4 – Functional and Genetic Profiling¶
This module explores KO annotation coverage and gene-level composition of samples at finer resolution. After characterizing how samples cluster and rank in terms of their KO annotation profiles and co-annotated chemical space, the analyses in this section focus on which pathways and genes are represented in each sample and how KO annotations are distributed across the sample collection. The analyses are organized to support annotation-level exploration and hypothesis generation: from broad KO annotation fingerprints, to comparative sample ranking, down to gene-level annotation patterns. The goal is to provide annotation-interpretable profiles that can support hypothesis-driven experimental planning (experimental validation required to confirm functional capacity).
4.1. What are the KO annotation profiles of each individual sample?¶
We first construct a KO annotation profile—or "fingerprint"—for every sample. This involves characterizing the set of KEGG pathways for which KO annotations are present and quantifying the KO richness per pathway as key indicators. Through this lens, we can obtain a pathway-level view of each sample's annotation breadth and prominent annotated pathways. Samples can then be compared along a continuum from those with broad and diverse KO annotations across many pathways to those with annotations concentrated in a narrower set of pathways (experimental validation required to confirm functional roles).

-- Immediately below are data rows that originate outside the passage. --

PR #546, opened 2021-07-23
Improve OpenSSL KDF check

nazar-pc:
Without this change libsrtp2 usage with OpenSSL as subproject will fail with:
> subprojects/libsrtp2/meson.build:134:10: ERROR: Dependencies must be external dependencies

I had to include 2 additional conditions:
* make sure dependency is not internal, otherwise we know `cc.has_function()` will fail as error above suggests
* check if user explicitly disabled `crypto-library-kdf` option (in which case there is no need to check anything and configuration incorrectly didn't take that into account)

P.S. OpenSSL as subproject/wrap will hopefully soon be a thing, see https://github.com/mesonbuild/wrapdb/pull/113

### DIFF
--- a/meson.build
+++ b/meson.build
@@ -133,7 +133,7 @@ if crypto_library == 'openssl'
   # forks of OpenSSL: https://github.com/cisco/libsrtp/issues/458
   if (
     openssl_dep.type_name() != 'internal' and
-    get_option('crypto-library-kdf').disabled() != true and
+    not get_option('crypto-library-kdf').disabled() and
     cc.has_function('kdf_srtp', dependencies: openssl_dep)
   )
     cdata.set('OPENSSL_KDF', true)
--- a/meson.build
+++ b/meson.build
@@ -131,7 +131,11 @@ if crypto_library == 'openssl'
   use_openssl = true
   # NOTE: This is not available in upstream OpenSSL yet. It's only in 'certain'
   # forks of OpenSSL: https://github.com/cisco/libsrtp/issues/458
-  if cc.has_function('kdf_srtp', dependencies: openssl_dep)
+  if (
+    openssl_dep.type_name() != 'internal' and
+    get_option('crypto-library-kdf').disabled() != true and
+    cc.has_function('kdf_srtp', dependencies: openssl_dep)
+  )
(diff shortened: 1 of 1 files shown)


nazar-pc:
Can someone review this, please? It is a pretty trivial, but also important change

paulej:
Looks beautiful, but does it work? I have no idea. Who is the Meson expert?

meson.build
```diff
@@ -131,7 +131,11 @@ if crypto_library == 'openssl'
   use_openssl = true
   # NOTE: This is not available in upstream OpenSSL yet. It's only in 'certain'
   # forks of OpenSSL: https://github.com/cisco/libsrtp/issues/458
-  if cc.has_function('kdf_srtp', dependencies: openssl_dep)
+  if (
+    openssl_dep.type_name() != 'internal' and
+    get_option('crypto-library-kdf').disabled() != true and
+    cc.has_function('kdf_srtp', dependencies: openssl_dep)
+  )
```
tp-m, line 138: Looks fine to me, but
- why do we have to exclude openssl as meson subproject here? I mean, is there a technical reason or is it just a shortcut because you know your openssl wrap doesn't provide this? (But it could in future, if a new version of openssl starts shipping this, or someone makes a modified subproject with it included)
- use `not get_option(..).disabled()`

nazar-pc: As I mentioned in the very first comment `cc.has_function()` doesn't work with dependencies that are subprojects.
Applied second suggestion.

tp-m: Ah right, of course. Sorry, only started reading from the most recent email onwards :)

nazar-pc:
@tp-m can you confirm this looks good to you?

As to whether it works, it definitely does in https://github.com/versatica/mediasoup/pull/622 where CI runs on Windows, Linux and macOS with various compilers and all builds/runs fine. And there is really nothing so significant here to break anything.

tp-m:
> @tp-m can you confirm this looks good to you?

Yes, looks good to me.

Looking forward to be able to use this in GStreamer as well!

pabuhler:
OpenSSL KDF check should probably be removed, I do not know of any actual use of OpenSSL KDF with libSRTP but that is a different issue.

4.2. For a specific pathway, which samples have the most extensive KO annotations?¶
Once individual profiles are established, the analysis shifts to a comparative perspective. Instead of asking "what can each sample do?", we ask: for a given metabolic pathway, functional category, or chemical class of interest, which samples have the most extensive KO annotations? We address this by ranking samples according to annotation-level metrics such as the number of unique KOs associated with the selected function. The result is an annotation-based ranking of samples that may serve as a starting point for hypothesis-driven investigation focused on a particular pathway or class of compounds (experimental validation required).

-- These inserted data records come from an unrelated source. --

PR #552, opened 2021-08-15
Remove tabs, fix typos, etc.

paulej:


bifurcation:
Shouldn’t this just apply clang-format?

paulej:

4.3. What is the gene-level and hierarchical annotation architecture of these pathways?¶
Finally, we examine the gene-level and structural composition of annotated pathways across samples. We map gene annotations associated with selected pathways to distinguish broadly represented genes (present across many samples) from those restricted to subsets of samples. In parallel, we explore the hierarchical organization of pathways—from genes and KOs to modules and metabolic routes—and provide tools to query specific gene–sample and gene–compound annotation associations. This level of resolution can support hypothesis generation and the design of targeted experimental validations (experimental validation is required to confirm mechanistic roles).